Task goal: Using the records below, transcribe word for word the stretch from the line that contains "Thanks. 7 tests, 4" through the line that contains "Probably. My memory", both end lines included, and nothing else.

<<<<

PR #1077, opened 2019-10-21
Fix building and linting on Windows

arseneyr:
Builds and lints on Windows. Note that several unit tests still fail because of inconsistent path handling. For example, `mockFs.ts` stores file paths with forward slashes but `detectCosmosConfigPath()` uses `path.resolve`. However, the number of code changes to eliminate all test failures seems too invasive for this PR. 

Personally, I think converting to forward slashes **everywhere** on Windows is more trouble than it's worth. From what I can tell, the only place they are useful is when generating the `userDeps` file/string because backslashes would have to be escaped again to generate the correct Javascript. Everywhere else, the ultimate consumer of paths is some Node API that can handle either separator just fine.

### DIFF
--- a/package.json
+++ b/package.json
@@ -9,7 +9,7 @@
   "scripts": {
     "prettify": "prettier --write \"{{packages/*/src,examples,cypress,scripts}/**/,}*.{js,jsx,ts,tsx,css,md}\"",
     "check-types": "tsc",
-    "lint": "eslint '**/*.{ts,tsx}'",
+    "lint": "eslint \"**/*.{ts,tsx}\"",
     "test:unit": "jest --config .jest/config.js",
     "test:watch": "yarn test:unit --watch",
     "test:coverage": "yarn test:unit --coverage",
--- a/packages/react-cosmos-playground2/webpack.config.js
+++ b/packages/react-cosmos-playground2/webpack.config.js
@@ -36,7 +36,7 @@ module.exports = {
     rules: [
       {
         test: /\.tsx?$/,
-        include: [/packages\/react-cosmos-playground2\/src/],
+        include: src,
         use: {
           loader: 'babel-loader'
         }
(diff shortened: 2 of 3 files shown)


skidding:
@arseneyr Thanks, I appreciate the clean PR!

> Personally, I think converting to forward slashes **everywhere** on Windows is more trouble than it's worth. From what I can tell, the only place they are useful is when generating the `userDeps` file/string because backslashes would have to be escaped again to generate the correct Javascript. Everywhere else, the ultimate consumer of paths is some Node API that can handle either separator just fine.

[This](https://github.com/react-cosmos/react-cosmos/blob/8c4b1b162c8bcc80d7add3f962461211e0c880ed/packages/react-cosmos/src/shared/slash.ts#L7-L10) is the main reason why. If it weren't for `node-glob` we probably wouldn't bother. And if there are paths we never _glob_ I think they can safely be stored in their native form.

> Note that several unit tests still fail because of inconsistent path handling.

Can you show me a screenshot or a list of the failing tests? Depending on the volume, it might be worse solving this as well to make the project more Windows friendly.

arseneyr:
[Here's the test log.](https://github.com/react-cosmos/react-cosmos/files/3758336/windows_test_unit.txt)

> This is the main reason why. If it weren't for node-glob we probably wouldn't bother. And if there are paths we never glob I think they can safely be stored in their native form.

Right, I saw that comment and the referenced issue. Searching through the code, the only globbing I found (besides a few build scripts) was for fixture and decorator files in `findUserModulePaths()`. And these patterns are hardcoded in `getFixturePatterns()`/`getDecoratorPatterns()`, so no slash conversion is required there. Perhaps there was more globbing going on with the proxies in the previous version of Cosmos?

skidding:
> [Here's the test log.](https://github.com/react-cosmos/react-cosmos/files/3758336/windows_test_unit.txt)

Thanks. 7 tests, 4 test suits failing, seems manageable.

> Perhaps there was more globbing going on with the proxies in the previous version of Cosmos?

Probably. My memory is a bit fuzzy after almost 3 years...

If you ever want to remove `slash` calls wherever unnecessary and fix those tests on Windows I'm for it, and I can do my share of testing on macOS.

>>>>

Exercise output:
Thanks. 7 tests, 4 test suits failing, seems manageable.

> Perhaps there was more globbing going on with the proxies in the previous version of Cosmos?

Probably. My memory is a bit fuzzy after almost 3 years...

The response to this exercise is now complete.